What is being asked ▸
I would like each line of the data that holds the word "doubly" copied out.

Data shown ▸
Content starts
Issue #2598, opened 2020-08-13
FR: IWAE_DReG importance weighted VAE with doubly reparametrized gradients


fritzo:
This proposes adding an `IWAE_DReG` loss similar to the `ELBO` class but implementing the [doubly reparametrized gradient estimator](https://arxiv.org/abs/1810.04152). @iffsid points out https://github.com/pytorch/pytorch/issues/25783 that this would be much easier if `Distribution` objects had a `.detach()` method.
Content ends
Written answer ▸
FR: IWAE_DReG importance weighted VAE with doubly reparametrized gradients
This proposes adding an `IWAE_DReG` loss similar to the `ELBO` class but implementing the [doubly reparametrized gradient estimator](https://arxiv.org/abs/1810.04152). @iffsid points out https://github.com/pytorch/pytorch/issues/25783 that this would be much easier if `Distribution` objects had a `.detach()` method.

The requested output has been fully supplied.